Requirement: Among the records below, find the line that has "PR #1044, opened 2022-01-13"; from there, give the lines again exactly, and stop after the line that has "It is possible".
________________________________________
PR #1002, opened 2021-04-30
Explicitly store axes as fixed width numpy strings

ksunden:
Needed for compatibility with bluesky/tiled (via msgpack_numpy)

## Changes

## Checklist

- [x] updated CHANGELOG.md
- [x] tests pass

### DIFF
--- a/CHANGELOG.md
+++ b/CHANGELOG.md
@@ -10,6 +10,7 @@ The format is based on [Keep a Changelog](https://keepachangelog.com/).
 
 ### Changed
 - complete units overhaul, now using pint library
+- explicitly store axes as fixed string dtype
 
 ### Fixed
 - Avoid passing both `vmin/vmax` and `norm` to `pcolor*` methods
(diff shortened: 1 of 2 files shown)


untzag:
@ksunden consider adding integration tests for tiled here?

kameyer226:
Guess this is an important decision here...maybe we should all sign off on this

ksunden:
@kameyer226 why do you think this is an important decision? this is one of the smallest effective changes I've proposed to any project recently. it really doesn't change all that much from the users point of view, just stores strings in a better way for cross language support and for integration with one particular library

ksunden:
No, it just means that all values shorter than the longest are null padded as stored, rather than being variable length as stored. There is almost no direct impact for users.

ksunden:
For reference, this is how we store all the other things like variable names and channel names

kameyer226 (approved):

PR #1035, opened 2021-11-02
artists.imshow

### LINKED ISSUE #1033: artists.imshow
It would be nice to have a WrightTools wrapper for matplotlib's `imshow`.  When rendering large, uniform arrays (e.g. camera images), `imshow` performance is noticably faster than pcolormesh. 

As a further embellishment, make `imshow` an option for plotting in interact2D (e.g. add a `uniform_spacing` kwarg).  

Additionally, one could apply non-linear ticks/tick labels to `imshow` to support non-uniform grids as well.

ddkohler:
## Changes

resolves #1033 .  

## Checklist

- [x] updated CHANGELOG.md
- [x] tests pass


WrightTools/artists/_base.py
```diff
@@ -20,7 +20,7 @@
 # --- define -------------------------------------------------------------------------------------
 
 
-__all__ = ["Axes", "Figure", "GridSpec", "apply_rcparams"]
+__all__ = ["Axes", "Figure", "GridSpec", "apply_rcparams", "_order_for_imshow"]
```
ksunden, line 23: I would tend to avoid adding a private method to `__all__`,

ksunden: you can still import it by name if you need it in another file, `__all__` just affects what gets brought into the namespace with `*` imports/just importing the module

kameyer226 (approved):

PR #1044, opened 2022-01-13
from_Solis - handle missing metadata on import

### LINKED ISSUE #986: from_solis:  import fails when no metadata
It is possible to export asc image from Solis software without metadata (clearly this is not preferred, but it should be handled gracefully).  

from_solis assumes "Data and Time" field exists in metadata (for attrs timestamp).  Fall back on file creation date as an alternative.

ddkohler:
## Changes

resolves #986 

## Checklist

- [x] updated CHANGELOG.md
- [x] tests pass

### DIFF
--- a/CHANGELOG.md
+++ b/CHANGELOG.md
@@ -5,6 +5,10 @@ The format is based on [Keep a Changelog](https://keepachangelog.com/).
 
 ## [Unreleased]
 
+## Fixed
+- `data.from_Solis`: import works without metadata
+
+
 ## [3.4.3]
 
 ### Added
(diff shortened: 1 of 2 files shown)


darienmorrow (approved):

kameyer226:
Would time stamp and other metadata potentially be misread if passed between PC and Linux, say?  (Encoding)

ddkohler:
> Would time stamp and other metadata potentially be misread if passed between PC and Linux, say? (Encoding)

@kameyer226 based on my limited research, I think `st_mtime` is the most robust option.  I think date modified is consistent between machines.  Not perfect of course, but it gives a reasonable guess at the date the data was created.  

Another option for no metadata time is to pass `None` or equivalent as the timestamp...

kameyer226:
I think it is ok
________________________________________
Response to this task:
PR #1044, opened 2022-01-13
from_Solis - handle missing metadata on import

### LINKED ISSUE #986: from_solis:  import fails when no metadata
It is possible to export asc image from Solis software without metadata (clearly this is not preferred, but it should be handled gracefully).  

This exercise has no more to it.